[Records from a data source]
_____
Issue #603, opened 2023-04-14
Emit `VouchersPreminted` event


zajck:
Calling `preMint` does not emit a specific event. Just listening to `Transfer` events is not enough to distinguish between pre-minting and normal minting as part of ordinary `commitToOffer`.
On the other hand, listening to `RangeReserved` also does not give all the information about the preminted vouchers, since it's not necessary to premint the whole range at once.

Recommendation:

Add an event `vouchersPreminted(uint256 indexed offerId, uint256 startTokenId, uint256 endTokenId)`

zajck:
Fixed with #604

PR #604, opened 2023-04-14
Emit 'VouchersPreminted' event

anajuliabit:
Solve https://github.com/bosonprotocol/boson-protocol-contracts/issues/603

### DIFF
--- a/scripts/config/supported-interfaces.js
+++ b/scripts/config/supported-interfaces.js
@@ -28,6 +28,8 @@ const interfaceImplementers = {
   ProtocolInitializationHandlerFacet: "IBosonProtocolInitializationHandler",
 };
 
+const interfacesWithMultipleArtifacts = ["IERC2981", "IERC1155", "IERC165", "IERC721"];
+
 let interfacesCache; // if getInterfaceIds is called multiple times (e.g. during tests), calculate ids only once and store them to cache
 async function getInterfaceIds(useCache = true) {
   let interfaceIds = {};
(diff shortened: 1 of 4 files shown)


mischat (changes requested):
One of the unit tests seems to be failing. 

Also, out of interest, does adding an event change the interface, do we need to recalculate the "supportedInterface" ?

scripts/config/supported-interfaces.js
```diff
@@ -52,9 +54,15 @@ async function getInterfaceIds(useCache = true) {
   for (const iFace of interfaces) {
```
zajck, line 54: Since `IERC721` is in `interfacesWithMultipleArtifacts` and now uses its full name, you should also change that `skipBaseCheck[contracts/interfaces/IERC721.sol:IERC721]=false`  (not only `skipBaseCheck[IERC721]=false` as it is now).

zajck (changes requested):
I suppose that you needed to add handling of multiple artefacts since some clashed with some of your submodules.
_____
_WHAT YOU ARE ASKED TO DO_
From the records above, extract every line exactly as it stands.

_EXPECTED ANSWER_
Issue #603, opened 2023-04-14
Emit `VouchersPreminted` event


zajck:
Calling `preMint` does not emit a specific event. Just listening to `Transfer` events is not enough to distinguish between pre-minting and normal minting as part of ordinary `commitToOffer`.
On the other hand, listening to `RangeReserved` also does not give all the information about the preminted vouchers, since it's not necessary to premint the whole range at once.

Recommendation:

Add an event `vouchersPreminted(uint256 indexed offerId, uint256 startTokenId, uint256 endTokenId)`

zajck:
Fixed with #604

PR #604, opened 2023-04-14
Emit 'VouchersPreminted' event

anajuliabit:
Solve https://github.com/bosonprotocol/boson-protocol-contracts/issues/603

### DIFF
--- a/scripts/config/supported-interfaces.js
+++ b/scripts/config/supported-interfaces.js
@@ -28,6 +28,8 @@ const interfaceImplementers = {
   ProtocolInitializationHandlerFacet: "IBosonProtocolInitializationHandler",
 };
 
+const interfacesWithMultipleArtifacts = ["IERC2981", "IERC1155", "IERC165", "IERC721"];
+
 let interfacesCache; // if getInterfaceIds is called multiple times (e.g. during tests), calculate ids only once and store them to cache
 async function getInterfaceIds(useCache = true) {
   let interfaceIds = {};
(diff shortened: 1 of 4 files shown)


mischat (changes requested):
One of the unit tests seems to be failing. 

Also, out of interest, does adding an event change the interface, do we need to recalculate the "supportedInterface" ?

scripts/config/supported-interfaces.js
```diff
@@ -52,9 +54,15 @@ async function getInterfaceIds(useCache = true) {
   for (const iFace of interfaces) {
```
zajck, line 54: Since `IERC721` is in `interfacesWithMultipleArtifacts` and now uses its full name, you should also change that `skipBaseCheck[contracts/interfaces/IERC721.sol:IERC721]=false`  (not only `skipBaseCheck[IERC721]=false` as it is now).

zajck (changes requested):
I suppose that you needed to add handling of multiple artefacts since some clashed with some of your submodules.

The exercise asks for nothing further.